Aging Clin Exp Res. 2020 Sep;32(9):1689-1695. doi: 10.1007/s40520-019-01377-2. Epub 2019 Oct 23.
Hip fracture is the most clinically devastating and economically important complication of osteoporosis. Pain, suffering, loss of mobility and independence are some of the devastating consequences of hip fractures. The present study aimed to determine the main characteristics and outcomes of patients with osteoporotic hip fracture and treatment gaps at King Abdulaziz Medical City (KAMC), Riyadh, Saudi Arabia.
This is a single-center, retrospective cohort study analyzing charts of patients > 45 years who were admitted for hip fracture secondary to low-grade trauma from 2008 to 2012.
A total of 264 patients (50.4% males and 49.6% females) were included. The most common fracture types were trochanter (49%) and femoral neck (46%). History of falls was documented in 115 (43.6%) patients. Bone mineral density (BMD) was assessed in only 41 (15.5%) patients. Majority underwent surgery (92%). Surgical complications occurred in 15 (5.7%) patients and medical complications in 21 (7.9%) patients. Vitamin D and calcium were the most common medications, but given only to 45 (17%) patients. Bone mineral density (BMD) assessment was significantly more frequent post-surgery than pre-surgery (p = 0.03). Very few patients received osteoporosis-specific therapy. F ollow-up revealed that 62 (23.5%) patients died 1 year after surgery.
These present findings warrant urgent reassessment of clinical care and treatments provided to patients with osteoporotic hip fractures to prevent recurrent fractures. The introduction of Fracture Liaison Service (FLS) in institutions caring for patients with hip fractures as internationally recommended will definitely change the current status of care.
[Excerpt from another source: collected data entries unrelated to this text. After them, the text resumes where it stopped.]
PR #2381, opened 2019-06-14
2026 - Modal: Tabbing initial focus

### LINKED ISSUE #2026: Accessibility:  Need a tabbable title in modal dialog
**Describe the bug**
Keyboard focus should move to the title when the modal dialog is loaded so the title is read.

**To Reproduce In Landmark**
1. Go to https://hcm-tampm01-prd.inforcloudsuite.com/hcm/EmployeeSelfService/form/Employee%287004,700417%29.LRCFullEmployeeProfile?csk.showusingxi=true&csk.JobBoard=INTERNAL&csk.HROrganization=7004&menu=LRCEmployeeMenu.MyProfile
2. Click on any magnifying glass icon to launch a modal dialog
3. Tab until visual focus is in the modal dialog 
4. Visual focus only appears on toolbar in modal dialog after user tabs through calling page

**To Fix In EP**
1. http://master-enterprise.demo.design.infor.com/components/modal/example-index.html
2. Ensure the title is read by the screen reader. Possibly this means making it the thing that gets focus

**Expected behavior**
When user tabs, visual focus should start on the toolbar in the modal dialog

**See also**
https://jira.lawson.com/browse/LMCLIENT-24204

davidcarlsonberg:
This new test page serves to demonstrate that the first focused item in a modal with a toolbar and a datagrid is the first non-disabled toolbar button.

Resolves #2026.

- Pull branch, run app
- Visit http://localhost:4000/components/modal/test-toolbar.html
  - Click "Open Modal"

髋部骨折是骨质疏松症最具临床破坏性和最重要的并发症。疼痛、痛苦、丧失活动能力和独立性是髋部骨折的一些破坏性后果。本研究旨在确定沙特阿拉伯利雅得阿卜杜勒阿齐兹国王医疗城(KAMC)骨质疏松性髋部骨折患者的主要特征和结局以及治疗差距。
这是一项单中心、回顾性队列研究,分析了 2008 年至 2012 年因低级别创伤住院治疗的>45 岁髋部骨折继发骨质疏松症患者的病历。
共纳入 264 例患者(50.4%为男性,49.6%为女性)。最常见的骨折类型是转子间(49%)和股骨颈(46%)。115 例(43.6%)患者有跌倒史。仅 41 例(15.5%)患者评估了骨密度(BMD)。大多数患者接受了手术(92%)。15 例(5.7%)患者发生手术并发症,21 例(7.9%)患者发生医疗并发症。维生素 D 和钙是最常用的药物,但仅给 45 例(17%)患者使用。手术后 BMD 评估明显比手术前更频繁(p=0.03)。极少数患者接受骨质疏松症特异性治疗。随访发现,术后 1 年有 62 例(23.5%)患者死亡。
这些发现表明,迫切需要重新评估为骨质疏松性髋部骨折患者提供的临床护理和治疗,以防止再次骨折。按照国际建议,在为髋部骨折患者提供护理的机构中引入骨折联络服务(FLS)肯定会改变当前的护理状况。